Bradogue (Bradóg in Irish) means young salmon. Glascoynock is a corruption of Glasmacanóg, the stream of Canoc (Canoc was a Welsh-Irish saint), and this is the name most often encountered from Viking times to the 18th century. The St Michan's name arose from similar origins when the Norse of Dublin were forced to move to the Oxmanstown suburb by the Anglo-Normans who had taken control of the walled city. Pole Water is probably a corruption of Pill Water, referring to the Pill, the muddy area with multiple mouths from the small river to the historically unwalled Liffey.

==Course==
===Overview===
The path of the river has been described as upper or outer Cabra, North Circular Road, Grangegorman, Henrietta Street, Bolton Street, East Arran Street and Ormond Quay, and it is now culverted and integrated with municipal drainage.

===Detail===
The source of the river was historically near the meeting of what are now the Ratoath Road and Nephin Road (previously Blind Lane), now lying within the eastern side of the Pope John Paul II Park in western Cabra.

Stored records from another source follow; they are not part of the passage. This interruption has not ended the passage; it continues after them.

PR #3772, opened 2025-12-02
Get big boxes for large variants

Razz4780:
Passing/returning 1kb+ structs is not the wisest idea

### DIFF
--- a/mirrord/sip/src/error.rs
+++ b/mirrord/sip/src/error.rs
@@ -42,5 +42,15 @@ pub enum SipError {
     BinaryMoveFailed(std::io::Error),
 
     #[error("Code sign error: `{0}`")]
-    CodeSignError(#[from] apple_codesign::AppleCodesignError),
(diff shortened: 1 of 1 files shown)


mirrord/intproxy/src/agent_conn.rs
```diff
@@ -66,7 +66,10 @@ pub enum AgentConnectInfo {
         tls_pem: Option<PathBuf>,
     },
     /// Connect to the agent through the operator.
-    Operator(OperatorSession),
+    Operator(
+        /// Boxed due to large size.
+        Box<OperatorSession>,
```
meowjesty, line 71: If only rust supported emojis as identifiers: https://internals.rust-lang.org/t/supporting-emoji-in-identifiers/16838

```
📦 <OperatorSession>
```

meowjesty (approved):
📦 🪞

PR #3773, opened 2025-12-02
Throttle incoming traffic in the agent (outgoing connections)

Razz4780:


mirrord/agent/src/outgoing/throttle.rs
```diff
@@ -0,0 +1,74 @@
...
+    sync::Arc,
+    task::{Context, Poll},
+};
+
+use bytes::Bytes;
+use futures::{Stream, StreamExt};
+use tokio::sync::{OwnedSemaphorePermit, Semaphore};
+use tokio_util::sync::PollSemaphore;
+
+/// Wrapper over a [`Stream`] of [`Bytes`], that yields items only after only acquiring
```
0x00A5:
```suggestion
/// Wrapper over a [`Stream`] of [`Bytes`], that yields items only after acquiring
```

After a spring-fed branch joins, its line continues east, and at the meeting of Drumcliff and Carnlough Roads the bulk of the early flow is taken north to the River Tolka by an intercepting sewer, with an overflow continuing on the historic course, going under the railway to reach eastern Cabra. The river passes the North Circular Road between Royal and Charleville Terraces and its course is reflected in some property boundaries in the upper parts of Grangegorman. It enters the Grangegorman campus, built for the Dublin Institute of Technology and now part of the Technological University of Dublin and exits to pass through the Broadstone Railway Terminal lands (now a bus depot). At this point a branch line was constructed at some point, taking some of the flow more directly to the Liffey.

The historical Bradogue course passed under the former Royal Canal harbour and the meeting of Constitution Hill and Broadstone Road. Broadstone is possibly a development from Bradoge-Steyn, the Norse steyn referring to a simple stone bridging of the river at this low point. Passing along the northern edge of the King's Inns grounds, the flow parallels Dominick Street and touches Henrietta Lane and Bolton Street, then turns sharply to the southwest. It follows Kings Street, Green Street and Halston Street and Mary's Lane, passes the former Fruit and Vegetable Market, and crosses under Ormond Square. The main flow is taken into general sewers at this point, but the course does reach the Liffey at Ormond Quay.

The secondary course which separates at Broadstone runs to North Brunswick Street (formerly Channel Row), Red Cow Lane, King Street North, and under Smithfield, past the distillery site, Arran Street North, reaching the Liffey downstream of Mellowes Bridge (the former Queen Maev Bridge).

==21st century==
The idea of "deculverting" part of the Bradogue's course was discussed when the Dublin Institute of Technology campus at Grangegorman was being planned.